** PROBLEM DESCRIPTION **
Line by line, output the data that follows exactly as written.

** MATERIAL PROVIDED **
Issue #964, opened 2017-10-02
Better error handling for latexmk


s4shmz:
First of all, thanks for developing vimtex. The plugin helps my daily works very well.

This is my small ftplugin that I use with vimtex. The function `FilterLatexmkMessages` picks messages of each last-run command called by latexmk.

```vim
setlocal errorformat-=%-G%.%#

augroup FilterLatexmkMessages
  autocmd!
  autocmd QuickfixCmdPost <buffer> call s:FilterLatexmkMessages()
augroup END

function! s:FilterLatexmkMessages()
  let qflist = getqflist()

  "
  " Add log messages to a dictionary. Keys of the dictionary are command rules
  " called by latexmk. If same rule is processed more than once, only the
  " last-run message is stored in the dictionary
  "
  let match_rule="Run number . of rule "
  let log_dict={}
  let log_key=''

  for i in qflist
    if match(i.text, match_rule) != -1
      let log_key = i.text[match(i.text, match_rule)+len(match_rule):]
      let log_dict[log_key] = []
    endif
    if log_key != ''
      call add(log_dict[log_key], i)
    endif
  endfor

  "
  " Reconstruct qflist from the dictionary
  "
  " By this if statement, this function is compatible for single command(latex,
  " pdflatex , bibtex or something else).
  if log_key != ''
    let qflist=[]
    for key in keys(log_dict)
      for i in log_dict[key]
        if ! i.valid
          continue
        endif
        call add(qflist, i)
      endfor
    endfor
    call setqflist(qflist)
  endif
endfunction

" Errorformat for bibtex
setlocal errorformat+=%.%#---line\ %l\ of\ file\ %f
setlocal errorformat+=Sorry---you've\ exceeded\ BibTeX's\ %.%#
setlocal errorformat+=%.%#---this\ can't\ happen
setlocal errorformat+=I\ found\ %.%#---while\ reading\ file\ %f
setlocal errorformat+=refers\ to\ entry\ "%.%#
setlocal errorformat+=%tarning--I\ didn't\ find\ a\ database\ entry\ for\ %.%#
setlocal errorformat+=%tarning--%m
setlocal errorformat+=Aborted\ at\ line\ %l\ of\ file\ %f
setlocal errorformat+=%.%#\ WARN\ -\ %.%#
setlocal errorformat+=%.%#\ ERROR\ -\ %.%#
```

[...]

PR #970, opened 2017-10-10
update errorformat for blg files

s4shmz:
#964 

- `Repeated entry` should be an error.
- A new error is added. (no bibliographystyle)

```latex
\documentclass{article}

\begin{document}

\cite{bib}

%\bibliographystyle{plain}
\bibliography{ref}
\end{document}
```

```
@article{bib,
	author={a},
	title={t},
	journal={j},
	year={2017},
}
```


lervag:
Thanks! I've improved this with slightly better error message. I also try to put the location near where the `\bibliographystyle` command _should_ be (although, of course, this may be "wrong"; still, I think more often than not it might be helpful, at least more helpful than referring to the aux file).

PR #979, opened 2017-10-17
add todonotes package support to match \todo in toc

dopefishh:
The [todonotes](https://ctan.org/pkg/todonotes) package provides handy commands to create todo's that also appear in the document as balloons in the page margin. This PR adds a matcher for the TOC that matches the `\todo{}` commands.


lervag:
This is smart, thanks!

** FINISHED EXERCISE **
Issue #964, opened 2017-10-02
Better error handling for latexmk


s4shmz:
First of all, thanks for developing vimtex. The plugin helps my daily works very well.

This is my small ftplugin that I use with vimtex. The function `FilterLatexmkMessages` picks messages of each last-run command called by latexmk.

```vim
setlocal errorformat-=%-G%.%#

augroup FilterLatexmkMessages
  autocmd!
  autocmd QuickfixCmdPost <buffer> call s:FilterLatexmkMessages()
augroup END

function! s:FilterLatexmkMessages()
  let qflist = getqflist()

  "
  " Add log messages to a dictionary. Keys of the dictionary are command rules
  " called by latexmk. If same rule is processed more than once, only the
  " last-run message is stored in the dictionary
  "
  let match_rule="Run number . of rule "
  let log_dict={}
  let log_key=''

  for i in qflist
    if match(i.text, match_rule) != -1
      let log_key = i.text[match(i.text, match_rule)+len(match_rule):]
      let log_dict[log_key] = []
    endif
    if log_key != ''
      call add(log_dict[log_key], i)
    endif
  endfor

  "
  " Reconstruct qflist from the dictionary
  "
  " By this if statement, this function is compatible for single command(latex,
  " pdflatex , bibtex or something else).
  if log_key != ''
    let qflist=[]
    for key in keys(log_dict)
      for i in log_dict[key]
        if ! i.valid
          continue
        endif
        call add(qflist, i)
      endfor
    endfor
    call setqflist(qflist)
  endif
endfunction

" Errorformat for bibtex
setlocal errorformat+=%.%#---line\ %l\ of\ file\ %f
setlocal errorformat+=Sorry---you've\ exceeded\ BibTeX's\ %.%#
setlocal errorformat+=%.%#---this\ can't\ happen
setlocal errorformat+=I\ found\ %.%#---while\ reading\ file\ %f
setlocal errorformat+=refers\ to\ entry\ "%.%#
setlocal errorformat+=%tarning--I\ didn't\ find\ a\ database\ entry\ for\ %.%#
setlocal errorformat+=%tarning--%m
setlocal errorformat+=Aborted\ at\ line\ %l\ of\ file\ %f
setlocal errorformat+=%.%#\ WARN\ -\ %.%#
setlocal errorformat+=%.%#\ ERROR\ -\ %.%#
```

[...]

PR #970, opened 2017-10-10
update errorformat for blg files

s4shmz:
#964 

- `Repeated entry` should be an error.
- A new error is added. (no bibliographystyle)

```latex
\documentclass{article}

\begin{document}

\cite{bib}

%\bibliographystyle{plain}
\bibliography{ref}
\end{document}
```

```
@article{bib,
	author={a},
	title={t},
	journal={j},
	year={2017},
}
```


lervag:
Thanks! I've improved this with slightly better error message. I also try to put the location near where the `\bibliographystyle` command _should_ be (although, of course, this may be "wrong"; still, I think more often than not it might be helpful, at least more helpful than referring to the aux file).

PR #979, opened 2017-10-17
add todonotes package support to match \todo in toc

dopefishh:
The [todonotes](https://ctan.org/pkg/todonotes) package provides handy commands to create todo's that also appear in the document as balloons in the page margin. This PR adds a matcher for the TOC that matches the `\todo{}` commands.


lervag:
This is smart, thanks!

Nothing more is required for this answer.